Exercise aim> Copy each line below that includes "during".

Saved entries:
☆ ☆ ☆ ☆

PR #1852, opened 2017-05-13
Rushed Responder: Always suspend comet requests before resuming them.

### LINKED ISSUE #1848: Race-condition in asynchronous response handling
**[Mailing List](https://groups.google.com/forum/#!forum/liftweb) thread:** https://groups.google.com/forum/#!topic/liftweb/-Fve3lAyO7M

My client has an application running Lift 3.0.1 and Jetty 9.2.2. They have a problem with requests that "hang" for a very long time before they are completed with empty responses.

I think this could be due to a race-condition in the method handleGenericContinuation of the class LiftServlet. This method (directly and indirectly) calls the suspend and resume methods of the ServletAsyncProvider interface but does not guarantee that suspend is called before resume. As far as I can see, the order of the calls can depend on the scheduling of threads. And indeed, after having inserted debug traces and attaching a debugger to the server I have the impression that the resume method is sometimes called before the suspend method, leading to the hanging requests we're seeing. Please see mailing list thread for more information.

Minor correction to what I wrote in the mailing list thread: I claimed that the NullPointerExceptions we are seeing are thrown from the complete method of the underlying Servlet 3.0 API. This is wrong -- it is thrown when invoking the getResponse method of the AsyncContext interface (in the resume method of Servlet30AsyncProvider, of course). Sorry for the confusion.

Shadowfiend:
When a container supports request suspension, we were first scheduling a
function to resume the request on a different thread and then suspending the
request. While the function was scheduled in the future, the fact that it was
scheduled before the suspend had definitively occurred meant there were thread
schedulings where the resume could occur before the suspend had executed,
leading to exceptions.

We now suspend the request *before* scheduling the resume. We schedule the
resume in a finally block to most closely track current behaviors when the
thread scheduling was correct, in which a resume would occur whether or not the
suspend threw an exception. I'm not certain about the full shape of that edge
case, so for now we take the least-changed path to dealing with it while still
addressing the core reported problem.

Should fix #1848.

@waern any chance you could give this a test drive?

### DIFF
--- a/web/webkit/src/main/scala/net/liftweb/http/LiftServlet.scala
+++ b/web/webkit/src/main/scala/net/liftweb/http/LiftServlet.scala
@@ -114,14 +114,17 @@ class LiftServlet extends Loggable {
     }
 
     if (reqOrg.request.suspendResumeSupport_?) {
-      runFunction(liftResponse => {
-        // do the actual write on a separate thread
-        Schedule.schedule(() => {
-          reqOrg.request.resume(reqOrg, liftResponse)
-        }, 0.seconds)
-      })
+      try {
+        reqOrg.request.suspend(cometTimeout)
+      } finally {
+        runFunction(liftResponse => {
+          // do the actual write on a separate thread
+          Schedule.schedule(() => {
+            reqOrg.request.resume(reqOrg, liftResponse)
+          }, 0.seconds)
+        })
+      }
 
-      reqOrg.request.suspend(cometTimeout)
       false
     } else {
       val future = new LAFuture[LiftResponse]
@@ -880,7 +883,7 @@ class LiftServlet extends Loggable {
 
     val jsCommands =
       new JsCommands(JsCmds.Run(jsUpdateTime) :: jsUpdateStuff)
-    
+
     // If we need to, ensure we capture JS from this request's render version.
     // The comet actor will already have handled the comet's version.
     S.request.flatMap(req => extractRenderVersion(req.path.partPath)) match {
--- a/web/webkit/src/main/scala/net/liftweb/http/LiftServlet.scala
+++ b/web/webkit/src/main/scala/net/liftweb/http/LiftServlet.scala
@@ -117,6 +117,10 @@ class LiftServlet extends Loggable {
       try {
         reqOrg.request.suspend(cometTimeout)
       } finally {
+        // FIXME This should be removed from the finally block in the next major
+        // FIXME Lift version; it is currently here to ensure any code that
+        // FIXME depends on a response handler running even if requests suspension
+        // FIXME fails continues to work as-is during the 3.x series.
         runFunction(liftResponse => {
           // do the actual write on a separate thread
           Schedule.schedule(() => {
--- a/web/webkit/src/main/scala/net/liftweb/http/LiftServlet.scala
+++ b/web/webkit/src/main/scala/net/liftweb/http/LiftServlet.scala
@@ -118,9 +118,9 @@ class LiftServlet extends Loggable {
         reqOrg.request.suspend(cometTimeout)
       } finally {
         // FIXME This should be removed from the finally block in the next major
-        // FIXME Lift version; it is currently here to ensure any code that
-        // FIXME depends on a response handler running even if requests suspension
-        // FIXME fails continues to work as-is during the 3.x series.
+        // FIXME Lift version; it is currently here to ensure code continues to
+        // FIXME work as-is during the 3.x series even if it depends on response
+        // FIXME handlers running when request suspension fails.
         runFunction(liftResponse => {
           // do the actual write on a separate thread
           Schedule.schedule(() => {


waern:
Thanks for the fix! If suspend throws, I think the right thing to do is to log the exception and fail with an error response to the client. Otherwise the error is simply delayed until resume is called.

farmdawgnation:
> Otherwise the error is simply delayed until resume is called.

The delay there seems negligible though, right?

waern:
The delay is not negligible, it depends on how long it takes to process the request. But the request shouldn't be processed at all if suspend fails since there is no point in computing an answer that cannot be sent back to the client.

Shadowfiend:
My goal here was basically minimal change to behavior, i.e. ensuring that if, before, we ran the resume every time, we would do the same here, while still fixing the resume-before-suspend issue.

It's important to note that the scheduled function does not *only* run the resume, it also runs the code that computes the result. There is a lot of stuff going on in the background, and there are a lot of complex interactions that lead to a request being resumed---most critically, part of these interactions happen in client code. If someone has code out there *today* that expects that computation to run irrespective of whether there's an issue handling the request, I don't want to change that behavior with this targeted fix.

It's also worth noting that the decision here is between throwing one exception and two exceptions. If it were between throwing *no* exceptions and throwing one exception, that would change the equation significantly for me.

So that's my reasoning for keeping this fix as-is. Happy to discuss those points, though.

waern:
Sure, it's always possible that someone has code that relies on buggy behaviour. In this case the combination of suspend failing and someone relying on still being able to compute something in that case seems quite unlikely IMHO. But if you want to keep the current behaviour, can you log the exception?

Shadowfiend:
Keep in mind that from the browser perspective, "suspend failing" really just looks like "the request failed". So imagine that you are sending telemetry back over a comet connection, and suspend fails occasionally---the request doesn't work, but the telemetry still gets reported, and that is valuable.

The current code should bubble the `suspend` exception up for handling by any logging that's configured at the jetty level. The `resume` exception would be logged by the configured actor logger, as it occurs during a `Schedule` block, IIRC. We can also do additional logging of the `suspend` exception at the exception site, but leaving that to higher-up code *seems* like the right decision. Once again, happy to discuss---I am no logging ninja :)

waern:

☆ ☆ ☆ ☆

Answer below>
+        // FIXME fails continues to work as-is during the 3.x series.
-        // FIXME fails continues to work as-is during the 3.x series.
+        // FIXME work as-is during the 3.x series even if it depends on response
The current code should bubble the `suspend` exception up for handling by any logging that's configured at the jetty level. The `resume` exception would be logged by the configured actor logger, as it occurs during a `Schedule` block, IIRC. We can also do additional logging of the `suspend` exception at the exception site, but leaving that to higher-up code *seems* like the right decision. Once again, happy to discuss---I am no logging ninja :)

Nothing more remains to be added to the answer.